Referring to FIGS. 1-4, a preferred embodiment of a programmed interleaving apparatus is shown for automatically placing randomly or continuously conveyed sliced food product units such as bacon strips on cut carrier sheets. The bacon strips are to be placed in uniformly spaced shingled arrangement or any other desired pattern on the carrier sheet. As shown in FIG. 1, the equipment is built to take cooked bacon strips 10 conveyed continuously on a supply conveyor 11 in the direction of arrow "B" from an upstream food processing station (not shown) such as a slicer, cooker, and the like. More than one supply conveyor may be used or, alternatively, the bacon may be sliced and laid on a single extra-wide supply conveyor in multiple columns. As the bacon strips are conveyed on the supply conveyor 11, human inspectors or computerized monitors may remove pieces that are not salable because of incorrect size or condition. This would leave gaps and varying spaces between good slices resulting in irregular arrangement on the supply conveyor 11 from time to time.

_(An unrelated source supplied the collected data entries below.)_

PR #659, opened 2020-11-13
Update ClinVar import - master / e104

ima23:
- add lookup by canonical spdi
- check all alleles for snps
- print change to warn

### DIFF
--- a/scripts/import/import_clinvar_xml
+++ b/scripts/import/import_clinvar_xml
@@ -1072,7 +1072,7 @@ sub get_variant{
     }
 
     my $location_identifier = $var_feat->location_identifier();
-    warn "search SPDI_location_Str: $location_identifier\n";
+    warn "search SPDI_location_identifier: $location_identifier\n";
 
     my $vfs_from_db = $var_feat_adaptor->fetch_all_by_location_identifier($location_identifier);
     # check for > 1 here
--- a/scripts/import/import_clinvar_xml
+++ b/scripts/import/import_clinvar_xml
@@ -178,7 +178,7 @@ while($reader->read) {
       $omim_source->version($source->version);
       save_source_version($omim_source);
     } else {
-      warn "WARNING: no source version found in input xml therefore no update to db source version.\n";
+      print "WARNING: no source version found in input xml therefore no update to db source version.\n";
     }
   } else {
     my $xml = $reader->readOuterXml;
@@ -206,7 +206,7 @@ sub process_clinvar_set {
 
     ## recover from partial loads with file of accessions already loaded
     if ($done{$record{Acc}}){
-      warn "INFO: skipping $record{Acc}\n";
+      print "INFO: skipping $record{Acc}\n";
       return undef;
     }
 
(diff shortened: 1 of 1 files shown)


scripts/import/import_clinvar_xml
```diff
@@ -1046,19 +1050,73 @@ sub get_variant{
...
-  else {
-    warn "No ref or alt allele or location found\n" if $DEBUG == 1;
-    return undef;
+  } else {
+    warn "no ref or alt or chr or start, skipping lookup by location identifier\n";
   }
+
+  #try to match by SPDI: longest allele format
+  #returns undef for ref==alt SPDIs
+  my $result = get_variant_via_SPDI ($record, $alt_allele);
```
sarahhunt, line 1062: Did this work in your testing?

get_variant_via_SPDI returns an object, an array of objects and a scalar, but only the scalar is caught here. I get an error message:
ERROR: Can't call method "add_evidence_value" without a package or object reference at scripts/import/import_clinvar_xml line 753.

The interleaving station 20 has a delivery section 21 to receive the continuously conveyed bacon strips and a sheet transport section 22 for advancing cut paper sheets from a roll to receive the bacon strips thereon. For a system which has multiple incoming lines or columns of bacon strips, a corresponding number of delivery sections 21 and sheet transport sections are provided. The paper sheets for the respective interleaving lines are provided from paper rolls housed in unwind stands 23 and turned through ninety degress on turn bars 24 into alignment with the interleaving lines. The output units 12 of sheet-carried bacon strips are then transferred from an output section 30 to a stacking station (to be described further below).
Referring to FIG. 2, as the bacon strips 10 are transported in the direction of the arrow "B" from the supply conveyor 11 to the delivery section 21 for the interleaving station, they are raised off the conveyor 11 on a raised rib of a separation member 31 and moved by an upper traction belt 32 over a comb 33 so that they are stripped from the conveyor 11 and moved along a bridge plate 34. The separation member may be a commercial unit, for example, as sold under the tradename Intralox Series 900 by Intralox, Inc., located in Harahan, Louisiana. The delivery section 21 can include a splitter assembly 35 composed of a mounting, motor, and a circular knife 35a for cutting the input bacon strip into smaller pieces, as may be desired for certain uses such as fast foods, etc. The circular knife 35a cuts through a slot in the bridge plate 34.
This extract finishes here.